A number of studies suggest that mitochondria, if properly organized, play a role in restricting Ca2+i permeation within polarized cells by buffering Ca2+i signals generated by activation of plasma membrane receptors (Rizzuto et al., 1994; Simpson and Russell, 1996; Babcock et al., 1997; Landolfi et al., 1998; Boitier et al., 1999; Hajnoczky et al., 1999; Tinel et al., 1999). Agonist-induced ER Ca2+ store release can be buffered by mitochondrial Ca2+ uptake through a Ca2+ uniporter whose activity is dependent on the mitochondrial membrane potential (Gunter et al., 2000). After the return of cytoplasmic Ca2+ toward basal levels, Ca2+ can exit the mitochondria through three possible mechanisms that have different kinetics and inhibitor susceptibilities: A Na+-dependent efflux (3 Na+ to 1 Ca2+ or 2 Na+ to 1 Ca2+), a Na+-independent efflux (2 H+ for 1 Ca2+), and, in some cases, through the mitochondrial permeability transition (MPT) pore (Gunter et al., 2000). As evidence of the role for mitochondria in Ca2+i signaling, Tinel et al. (1999) have shown that mitochondria localized at the apical pole of polarized pancreatic acinar cells limited Ca2+i diffusion from the apical to the basolateral membrane. After mitochondrial inhibition, this mitochondrial “barrier” was lost and apical Ca2+i signals were able to spread to the basolateral pole (Tinel et al., 1999).
The Tinel et al. (1999) studies suggest that segregation of Ca2+i signals in human airway epithelia may result from the spatial distribution of ER Ca2+ stores and, possibly, mitochondria. Therefore, we investigated the role mitochondria play in compartmentalizing P2Y2-R–dependent Ca2+i signals to the membrane ipsilateral to receptor activation. For these studies, analyses of mitochondria distribution and mitochondrial Ca2+ uptake upon P2Y2-R activation were performed in human airway epithelia. We also simultaneously measured ΔCa2+i and anion (Cl−) secretion to test the functional role of mitochondria in preventing Ca2+i signals generated at one pole of the cell from reaching the opposite pole.
Materials And Methods
Human bronchial airway epithelia were freshly isolated at the time of transplantation and obtained from the University of North Carolina Cystic Fibrosis Center Tissue Culture Core under the auspices of protocols approved by the Institutional Committee on the Protection of the Rights of Human Subjects.
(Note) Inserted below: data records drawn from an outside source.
PR #246831, opened 2026-02-02
[IMP] website: relocate popups after insertion

elgemmy:
Before this, popups were being inserted/moved inside other snippets, which caused confusion and styling/logic issues along with accidental deletion when the parent snippet was removed. Also, it could leak popup headings into structures like table of contents.

Now, on drop, page-specific popups are always relocated to a stable top-level savable container so we can avoid the previous issues.

---

### DIFF
--- a/addons/website/static/src/builder/plugins/options/popup_option_plugin.js
+++ b/addons/website/static/src/builder/plugins/options/popup_option_plugin.js
@@ -1,6 +1,17 @@
-import { Plugin } from "@html_editor/plugin";
-import { registry } from "@web/core/registry";
 import { BuilderAction } from "@html_builder/core/builder_action";
+import { Plugin } from "@html_editor/plugin";
+import { withSequence } from "@html_editor/utils/resource";
+import { registry } from "@web/core/registry";
+
+function getPopupContainerFromSelectors(editable, selectors) {
+    for (const selector of selectors) {
+        const containerEl = editable.querySelector(selector);
+        if (containerEl) {
+            return containerEl;
+        }
+    }
+    return null;
+}
 
 export class PopupOptionPlugin extends Plugin {
     static id = "PopupOption";
@@ -31,9 +42,12 @@ export class PopupOptionPlugin extends Plugin {
             return popupModalChildrenEls.every((child) => child.matches(".s_popup_close"));
         },
         on_cloned_handlers: this.onCloned.bind(this),
-        on_snippet_dropped_handlers: this.onSnippetDropped.bind(this),
+        on_snippet_dropped_handlers: withSequence(0, this.onSnippetDropped.bind(this)),
+        // TODO remove when popup dragging from the page is disabled.
+        on_element_dropped_handlers: withSequence(0, this.onElementDropped.bind(this)),
         on_will_remove_handlers: this.onWillRemove.bind(this),
         no_parent_containers: ".s_popup",
+        popup_container_selectors: withSequence(10, "main .oe_structure.o_savable"),
     };
 
     onCloned({ cloneEl }) {
@@ -44,6 +58,7 @@ export class PopupOptionPlugin extends Plugin {
 
     onSnippetDropped({ snippetEl }) {
         if (snippetEl.matches(".s_popup")) {
+            this.relocatePopup(snippetEl);
             this.assignUniqueID(snippetEl);
             this.dependencies.history.addCustomMutation({
                 apply: () => {
@@ -71,6 +86,26 @@ export class PopupOptionPlugin extends Plugin {
     assignUniqueID(editingElement) {
         editingElement.closest(".s_popup").id = `sPopup${Date.now()}`;
     }
+
+    onElementDropped({ droppedEl }) {
+        if (droppedEl.matches(".s_popup")) {
+            this.relocatePopup(droppedEl);
+        }
+    }
+
+    relocatePopup(editingElement) {
+        const popupEl = editingElement.closest(".s_popup");
+        if (popupEl.closest("#o_shared_blocks")) {
+            return;
+        }
+        const containerEl = getPopupContainerFromSelectors(
+            this.editable,
+            this.getResource("popup_container_selectors")
+        );
+        if (containerEl) {
+            containerEl.insertAdjacentElement("afterbegin", popupEl);
+        }
+    }
 }
 
 // Moves the snippet in #o_shared_blocks to be common to all pages
@@ -84,10 +119,17 @@ export class MoveBlockAction extends BuilderAction {
             : value === "currentPage";
     }
     apply({ editingElement, value }) {
-        const selector = value === "allPages" ? "#o_shared_blocks" : "main .oe_structure.o_savable";
-        const whereEl = this.editable.querySelector(selector);
         const popupEl = editingElement.closest(".s_popup");
-        whereEl.insertAdjacentElement("afterbegin", popupEl);
+        const whereEl =
+            value === "allPages"
+                ? this.editable.querySelector("#o_shared_blocks")
+                : getPopupContainerFromSelectors(
+                      this.editable,
+                      this.getResource("popup_container_selectors")
+                  );
+        if (whereEl) {
+            whereEl.insertAdjacentElement("afterbegin", popupEl);
+        }
     }
 }
 export class SetBackdropAction extends BuilderAction {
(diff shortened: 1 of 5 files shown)


addons/website/static/src/builder/plugins/options/popup_option_plugin.js
```diff
@@ -21,6 +21,16 @@ export class PopupCookiesOption extends BaseOptionComponent {
     static applyTo = ".modal";
 }
 
+function getPopupContainerFromSelectors({ editable, getResource }) {
```
Syozik: I find making it a method of the plugin cleaner.

addons/website/static/src/builder/plugins/options/popup_option_plugin.js
```diff
@@ -53,9 +63,12 @@ class PopupOptionPlugin extends Plugin {
             return popupModalChildrenEls.every((child) => child.matches(".s_popup_close"));
         },
         on_cloned_handlers: this.onCloned.bind(this),
-        on_snippet_dropped_handlers: this.onSnippetDropped.bind(this),
+        on_snippet_dropped_handlers: withSequence(0, this.onSnippetDropped.bind(this)),
+        // TODO remove when popup dragging from the page is disabled.
+        on_element_dropped_handlers: withSequence(0, this.onElementDropped.bind(this)),
         on_will_remove_handlers: this.onWillRemove.bind(this),
         no_parent_containers: ".s_popup",
+        popup_relocator_selectors: withSequence(10, "main .oe_structure.o_savable"),
```
Syozik: How about renaming it to `popup_container_selectors` ?

addons/website/static/src/builder/plugins/options/popup_option_plugin.js
```diff
@@ -93,6 +107,24 @@ class PopupOptionPlugin extends Plugin {
...
+
+    onElementDropped({ droppedEl }) {
+        if (droppedEl.matches(".s_popup")) {
+            this.relocatePopup(droppedEl);
+        }
+    }
+
+    relocatePopup(editingElement) {
+        const popupEl = editingElement.closest(".s_popup");
+        if (popupEl.closest("#o_shared_blocks")) {
```
Syozik, line 98: Do we actually need to check for `#o_shared_blocks` here? We handle shared popups directly in the `MoveBlockAction`, right?

addons/website/static/src/builder/plugins/options/popup_option_plugin.js
```diff
@@ -93,6 +107,24 @@ class PopupOptionPlugin extends Plugin {
...
+            return;
+        }
+        const containerEl = getPopupContainerFromSelectors(this);
+        if (!containerEl) {
+            return;
+        }
+        containerEl.insertAdjacentElement("afterbegin", popupEl);
```
Syozik: Nitpick, but instead of this, you may want to do this
```
if (containerEl) {
    containerEl.insertAdjacentElement("afterbegin", popupEl);
}
```
(or even `containerEl?.insertAdjacentElement("afterbegin", popupEl);`, but I personally like the other better)

addons/website/static/src/builder/plugins/options/popup_option_plugin.js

Human bronchial epithelial cells from main stem or lobar bronchi, harvested from excess tissues from excised CF and recipient lungs, were obtained from the University of North Carolina Cystic Fibrosis Center Tissue Culture Core at the time of lung transplantation. Disaggregated airway epithelial cells were seeded on 1-cm2 Transwell Col (T-Col) filters (pore diameter = 0.45 μm) at a density of 0.25 × 106/cm2 in Ham's F12-based medium supplemented with 10 μg/ml insulin, 5 μg/ml transferrin, 1 μM hydrocortisone, 30 nM triiodothyronine, 25 ng/ml epidermal growth factor, and 3.75 μg/ml endothelial cell growth substance. All cell preparations were maintained at an air–liquid surface interface, and polarized monolayer cultures were studied 6–11 d later.
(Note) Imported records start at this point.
PR #246857, opened 2026-02-02
[FIX] Compute amount of loyalty using line currency

maq-adhoc:
When using the loyalty module with Chilean localization and a sale in UF or Dollars, an error occurs when calculating the promotion amount.

When the system evaluates whether a promotion is applicable, it appears to be taking the value of the sale line after applying the company currency rounding instead of the sale order currency rounding. In the case of Chile with the peso currency, where rounding is applied to the unit, if the value of a line is less than 0.50 UF, the system rounds it to 0. By interpreting the line value as zero, the promotion engine does not recognize the existence of valid products and the "Promotions/Reward" button does not display any available options, even though the program conditions are met.

The root cause of the problem is that the `compute_all` method of taxes is being called without specifying the currency, which causes it to use the company currency instead of the sale order currency.

Current behavior before PR:
- Create a Promotions program (Discount & Loyalty) that applies, for example, a 10% discount without complex minimum restrictions.
- Create a Sales Order and add a product line whose unit price is less than 0.50 (e.g. 0.34 UF).
- Click on the "reward" button. Result: No available promotions are shown or it does not apply if there is only one active promotion.

- Create a Promotions program (Discount & Loyalty) that applies, for example, a 10% discount without complex minimum restrictions.
- Create a Sales Order and add a product line whose unit price is less than 0.50 (e.g. 0.34 UF).
- Click on the "reward" button. Result: The button now detects the promotion and allows it to be applied.

---

### DIFF
--- a/addons/sale_loyalty/models/sale_order.py
+++ b/addons/sale_loyalty/models/sale_order.py
@@ -253,6 +253,7 @@ class SaleOrder(models.Model):
                 quantity=line.product_uom_qty,
                 product=line.product_id,
                 partner=line.order_partner_id,
+                currency=line.currency_id,
             )
             # To compute the discountable amount we get the subtotal and add
             # non-fixed tax totals. This way fixed taxes will not be discounted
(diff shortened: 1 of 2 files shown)


anko-odoo (changes requested):
Hello, the change itself looks fine, but please add a test.

masi-odoo:
Hello @maq-adhoc indeed this is reproducible in runbot.

@anko-odoo id did FUN test it is working as expected.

Confocal Immunofluorescence Microscopy of Mitochondrial Distribution in Airway Epithelia
Bronchial epithelia from transplant lungs were fixed in 4% paraformaldehyde, embedded in paraffin blocks, 10-μm sections were obtained and deparaffinized, and immunocytochemistry performed according to a previous method (Ribeiro et al., 1997). Sections were washed with PBS (120 mM NaCl, 2.6 mM KCl, 8.1 mM Na2HPO4, 1.5 KH2PO4, pH 7.4; all incubations and rinses were performed with PBS), permeabilized with 1% Triton X-100 for 10 min at 25°C, rinsed three times, blocked overnight with 3% bovine serum albumin at 4°C, and rinsed three times. To stain mitochondria, sections were incubated with a mouse monoclonal anti-mitochondrial heat shock protein 70 antibody (Affinity Bioreagents) at 1:50 dilution for 60 min at 37°C, washed three times, incubated for 30 min at 25°C with a Texas red–labeled affinity-purified goat anti–mouse antibody (1:200 dilution; Jackson ImmunoResearch Laboratories), and rinsed three times. Mitochondria were localized by laser confocal microscopy (TCS 4D; PL APO 63×/1.20 mm water lens; Leica). As a control for the mitochondria immunostain, the primary antibody was omitted and only the secondary antibody was used. No stain was observed under these conditions.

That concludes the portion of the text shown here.